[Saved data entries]
=== Section Start ===
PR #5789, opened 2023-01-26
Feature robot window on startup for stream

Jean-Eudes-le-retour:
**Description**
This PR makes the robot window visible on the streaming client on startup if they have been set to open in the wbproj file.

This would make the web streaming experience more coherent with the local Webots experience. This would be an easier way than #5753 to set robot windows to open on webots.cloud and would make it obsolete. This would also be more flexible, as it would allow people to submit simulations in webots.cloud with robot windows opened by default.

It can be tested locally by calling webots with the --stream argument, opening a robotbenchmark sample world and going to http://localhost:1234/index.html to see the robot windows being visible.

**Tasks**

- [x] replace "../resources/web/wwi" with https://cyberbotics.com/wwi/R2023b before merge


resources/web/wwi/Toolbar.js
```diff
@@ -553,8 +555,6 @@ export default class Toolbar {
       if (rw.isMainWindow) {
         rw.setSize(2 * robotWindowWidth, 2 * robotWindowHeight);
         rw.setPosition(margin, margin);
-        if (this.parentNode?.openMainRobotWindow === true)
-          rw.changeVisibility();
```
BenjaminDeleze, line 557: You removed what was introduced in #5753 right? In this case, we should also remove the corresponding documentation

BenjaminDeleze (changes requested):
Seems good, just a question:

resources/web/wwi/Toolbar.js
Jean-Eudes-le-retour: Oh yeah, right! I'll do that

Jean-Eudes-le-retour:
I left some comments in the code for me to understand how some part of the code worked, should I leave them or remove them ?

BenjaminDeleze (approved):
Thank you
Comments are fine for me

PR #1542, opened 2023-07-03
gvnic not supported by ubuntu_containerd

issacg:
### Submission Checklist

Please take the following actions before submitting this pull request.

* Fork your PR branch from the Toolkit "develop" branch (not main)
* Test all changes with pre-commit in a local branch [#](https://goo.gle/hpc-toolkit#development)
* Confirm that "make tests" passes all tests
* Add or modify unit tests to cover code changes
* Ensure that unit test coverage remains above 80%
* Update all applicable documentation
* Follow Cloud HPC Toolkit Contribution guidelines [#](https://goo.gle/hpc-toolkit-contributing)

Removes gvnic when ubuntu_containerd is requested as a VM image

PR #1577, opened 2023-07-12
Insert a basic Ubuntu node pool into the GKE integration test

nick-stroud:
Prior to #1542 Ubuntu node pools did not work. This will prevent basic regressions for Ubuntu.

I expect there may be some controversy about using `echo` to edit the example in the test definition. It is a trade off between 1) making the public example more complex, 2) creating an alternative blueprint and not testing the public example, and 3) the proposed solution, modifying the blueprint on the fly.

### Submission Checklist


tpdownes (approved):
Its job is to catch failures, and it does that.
=== Section End ===
Work request: Write out each line above that contains the word "more".

Solution to the problem:
This would make the web streaming experience more coherent with the local Webots experience. This would be an easier way than #5753 to set robot windows to open on webots.cloud and would make it obsolete. This would also be more flexible, as it would allow people to submit simulations in webots.cloud with robot windows opened by default.
I expect there may be some controversy about using `echo` to edit the example in the test definition. It is a trade off between 1) making the public example more complex, 2) creating an alternative blueprint and not testing the public example, and 3) the proposed solution, modifying the blueprint on the fly.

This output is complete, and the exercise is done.